Department of Biomedical Sciences, Mercer University School of Medicine, Savannah, GA, USA.
Curr Mol Med. 2012 Aug;12(7):883-98. doi: 10.2174/156652412801318764.
Cigarette smoke (CS) is a risk factor for the development of chronic obstructive pulmonary disease (COPD). Oxidative stress is an immediate result of CS exposure and has the ability to modify cellular proteins. The endoplasmic reticulum (ER) is a compartment where early steps of synthesis and folding of membrane and secretory proteins takes place. Oxidative stress has been shown to interfere with protein folding in the ER and elicits the unfolded protein response (UPR). The UPR is a massive endoplasmic reticulum to the nucleus and the cellular kinase cascades signaling pathway. The UPR triggers a series of intracellular events that aim to help cells overcome the consequences of the stress or eliminate rogue cells by altering expression of genes involved in anti-oxidant defense, cell cycle progression, inflammation, and apoptosis. Recent data demonstrate that CS induces the UPR in vitro and in vivo. The timing of UPR induction in smokers and the mechanism of CS-induced UPR are areas of active investigation. The role of UPR in the protection of smoker's lungs from CS-induced oxidative stress, and its contribution to CS-induced apoptosis and inflammation, is beginning to emerge. This review discusses recent data about UPR in COPD and summarizes findings on UPR that have potential relevance to COPD.
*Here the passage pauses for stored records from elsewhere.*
PR #101, opened 2021-05-18
Support for writing results to streams and also bug fix for on demand loading with 32 bit data in result

agnesramle:


src/common/io.py
```diff
@@ -231,172 +231,192 @@ def _find_underlying_state(self, name):
...
+                Default: ";""
+        """
+
+        if isinstance(filename, str):
+            fid = codecs.open(filename,'r','utf-8')
+        else: #assume stream
+            if not(hasattr(filename, 'readline') and hasattr(filename, 'seek')):
+                raise JIOError("Given stream needs to support 'readline' and 'seek' in order to retrieve the results.")
+            fid = filename
+            fid.seek(0, 0) # need to start reading from beginning
```
chria, line 290: Can we assume that we start from the beginning or do we need this?

src/common/io.py
```diff
@@ -1547,11 +1580,18 @@ def simulation_start(self):
...
         # Open file
-        f = codecs.open(self.file_name,'w','utf-8')
-        self.file_open = True
-        
+        if isinstance(self.file_name, str):
+            f = codecs.open(self.file_name,'w','utf-8')
+            self.file_open = True
+        else:
+            if not hasattr(self.file_name, 'write'):
+                raise fmi.FMUException("Instance set via option 'result_file_name' needs to support 'write' as required.")
```
chria, line 1590: Not sure that I understand the exception here. What about something like "Failed to write the result file. The provided "result_file_name" needs to be a filename or a class that supports writing to through the 'write' method."

src/common/io.py
```diff
@@ -1657,55 +1697,62 @@ def set_options(self, options):
...
         parameters = self.parameters
-        
+
         # Open file
-        f = codecs.open(file_name,'w','utf-8')
+        if isinstance(self.file_name, str):
+            f = codecs.open(self.file_name,'w','utf-8')
+        else:
+            if not (hasattr(self.file_name, 'write') and hasattr(self.file_name, 'seek')):
+                raise fmi.FMUException("Instance set via option 'result_file_name' needs to support 'write' and 'seek' as required.")
```
chria, line 1744: Same regarding the error message as above.

src/common/io.py
```diff
@@ -2182,160 +2234,169 @@ def _data_header(self, name, nbr_rows, nbr_cols, data_type):
...
+
         file_name = self.file_name
         parameters = self.parameters
-        self._file = open(file_name,'wb')
-        
+        if isinstance(self.file_name, str):
+            self._file = open(file_name,'wb')
+        else:
+            if not (hasattr(self.file_name, 'write') and hasattr(self.file_name, 'seek') and (hasattr(self.file_name, 'tell'))):
+                raise fmi.FMUException("Instance set via option 'result_file_name' needs to support 'write', 'tell' and 'seek' as required.")
```
chria, line 2311: Same as above regarding the error message.

src/pyfmi/fmi_util.pyx
```diff
@@ -1089,12 +1088,58 @@ def read_trajectory(file_name, int data_index, int file_position, int sizeof_typ
     cdef unsigned long int start_point = data_index*sizeof_type
     cdef unsigned long int end_point   = sizeof_type*(nbr_points*nbr_variables)
     cdef unsigned long int interval    = sizeof_type*nbr_variables
+
+    if sizeof_type == 4:
+        return _read_trajectory32(file_name, start_point,end_point, interval, file_position, nbr_points)
+    elif sizeof_type == 8:
+        return _read_trajectory64(file_name, start_point,end_point, interval, file_position, nbr_points)
+    else:
+        raise JIOError("Cannot read data that is not of size 32 or 64 bit (float).")
```
chria, line 1097: What about adding something more to the message: "Failed to read the result. The result is on an unsupported format. Can only read data that is either a 32 or 64bit double."

src/pyfmi/fmi_util.pyx
```diff
@@ -1089,12 +1088,58 @@ def read_trajectory(file_name, int data_index, int file_position, int sizeof_typ
...
+
+DTYPE32 = np.float32
+ctypedef np.float32_t DTYPE32_t
+
+@cython.boundscheck(False)
+@cython.wraparound(False)
+def _read_trajectory32(file_name, long int start_point, long int end_point, long int interval, int file_position, int nbr_points):
```
chria, line 1104: Propose to define this as a "cdef" method (for performance) as it is only called from this file

src/pyfmi/fmi_util.pyx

香烟烟雾(CS)是慢性阻塞性肺疾病(COPD)发展的一个风险因素。氧化应激是 CS 暴露的直接结果,并且有能力修饰细胞蛋白。内质网(ER)是一个发生膜和分泌蛋白合成和折叠的早期步骤的隔室。氧化应激已被证明会干扰 ER 中的蛋白折叠,并引发未折叠蛋白反应(UPR)。UPR 是内质网到细胞核和细胞激酶级联信号通路的大规模反应。UPR 触发一系列细胞内事件,旨在帮助细胞克服应激的后果,或通过改变参与抗氧化防御、细胞周期进展、炎症和细胞凋亡的基因的表达来消除流氓细胞。最近的数据表明 CS 在体外和体内诱导 UPR。吸烟者中 UPR 的诱导时间和 CS 诱导 UPR 的机制是正在积极研究的领域。UPR 在保护吸烟者的肺免受 CS 诱导的氧化应激,以及其对 CS 诱导的细胞凋亡和炎症的贡献,正开始显现。这篇综述讨论了关于 COPD 中 UPR 的最新数据,并总结了与 COPD 相关的 UPR 发现。